Perform a nearest neighbor search by passing a vector to find nodes with a vector embedding similar to that vector.

Type definition
type Product @vector(indexes: [{
  indexName: "productDescriptionIndex",
  embeddingProperty: "descriptionVector",
  queryName: "searchByDescription"
}]) {
  id: ID!
  name: String!
  description: String!
}

This defines the query to be performed on all Product nodes which have a vector index named productDescriptionIndex for the property descriptionVector, implying that a vector embedding has been created for the description property of each node.

Example query
query FindSimilarProducts($vector: [Float]!) {
  searchByDescription(vector: $vector) {
    productsConnection {
      edges {
        cursor
        score
        node {
            id
            name
            description
        }
      }
    }
  }
}

The input $vector is a list of FLOAT values and should look similar to this:

An example vector
{
  "vector": [
    0.123456,
    ...,
    0.654321,
  ]
}

The query returns all Product nodes with a vector embedding on their descriptionVector property which is similar to the query argument $vector.

Query by phrase

Perform a query which utilizes the Neo4j GenAI plugin to create a vector embedding for a search phrase and then compare it to existing vector embeddings on nodes in the database.
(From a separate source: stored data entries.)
PR #1864, opened 2018-01-30
Update documentation for gensim.similarities.docsim

souravsingh:
Initial start at fixing the docstrings of docsim.py

### DIFF
--- a/gensim/similarities/docsim.py
+++ b/gensim/similarities/docsim.py
@@ -74,8 +74,7 @@ except ImportError:
 
 
 class Shard(utils.SaveLoad):
-    """
-    A proxy class that represents a single shard instance within a Similarity
+    """A proxy class that represents a single shard instance within a Similarity
     index.
 
     Basically just wraps (Sparse)MatrixSimilarity so that it mmaps from disk on
@@ -84,6 +83,14 @@ class Shard(utils.SaveLoad):
     """
 
     def __init__(self, fname, index):
+        """
+        Parameters
+        ----------
+        fname : str
+            Path to corpus.
+        index : int
+            Index of sytactic unit in corpus.
+        """
         self.dirname, self.fname = os.path.split(fname)
         self.length = len(index)
         self.cls = index.__class__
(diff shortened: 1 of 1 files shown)


gensim/similarities/docsim.py
```diff
@@ -74,8 +74,7 @@
 
 
 class Shard(utils.SaveLoad):
-    """
-    A proxy class that represents a single shard instance within a Similarity
+    """A proxy class that represents a single shard instance within a Similarity
```
menshikh-iv: 120 character limit (not 80)
Also, for definitions, first line of docstring **must** end with `.`

gensim/similarities/docsim.py
```diff
@@ -84,6 +83,14 @@ class Shard(utils.SaveLoad):
...
 
     def __init__(self, fname, index):
+        """
+        Parameters
+        ----------
+        fname : str
+            Path to corpus.
+        index : int
+            Index of sytactic unit in corpus.
+        """
```
menshikh-iv: missed `\n` (empty line for the end of each docstring).

gensim/similarities/docsim.py
```diff
@@ -92,22 +99,32 @@ def __init__(self, fname, index):
         self.index = self.get_index()
 
     def fullname(self):
+        """Return fullname of the corpus.
+        """
```
menshikh-iv: if docstring < 120 characters, please write it in one line: `"""Return fullname of the corpus."""`

menshikh-iv: also, try to avoid 'return' word, use 'get' for example (here and everywhere).

menshikh-iv: besides, missing `Returns` section (here and everywhere).

souravsingh: Okay, will do the fixes

menshikh-iv:
Ping @souravsingh, how is going with PR?

menshikh-iv:
Because nothing happens here, this task delegated to @CLearERR, I close this PR.

souravsingh:
@menshikh-iv I was busy with college work, so the whole thing went off my head. I will pick some other file to update if it is alright with you. 

Please let me know which file needs a docstrig update.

Requires credentials for the plugin.

Ensure your provider credentials are set in the call to Neo4jGraphQL, for example:

Feature configuration
const neoSchema = new Neo4jGraphQL({
    typeDefs,
    driver,
    features: {
        vector: {
            OpenAI: {
                token: "my-open-ai-token",
                model: "text-embedding-3-small",
            },
        },
    },
});

OpenAI is one of the GenAI providers for generating vector embeddings. See GenAI providers for the full list of providers and their respective identifiers.

Type definition
type Product @vector(indexes: [{
  indexName: "productDescriptionIndex",
  embeddingProperty: "descriptionVector",
  provider: OPEN_AI,  # Assuming this is configured in the server
  queryName: "searchByPhrase"
}]) {
  id: ID!
  name: String!
  description: String!
}

This defines the query to be performed on all Product nodes which have a vector index named productDescriptionIndex for the property descriptionVector, implying that a vector embedding has been created for the description property of each node.

Example query
query SearchProductsByPhrase($phrase: String!) {
  searchByPhrase(phrase: $phrase) {
    productsConnection {
      edges {
        cursor
        score
        node {
            id
            name
            description
        }
      }
    }
  }
}

First, the query passes the query phrase argument $phrase to the GenAI plugin and lets it generate a vector embedding for the phrase. Then it returns all Product nodes with a vector embedding on their descriptionVector property which are similar to the vector embedding generated by the plugin.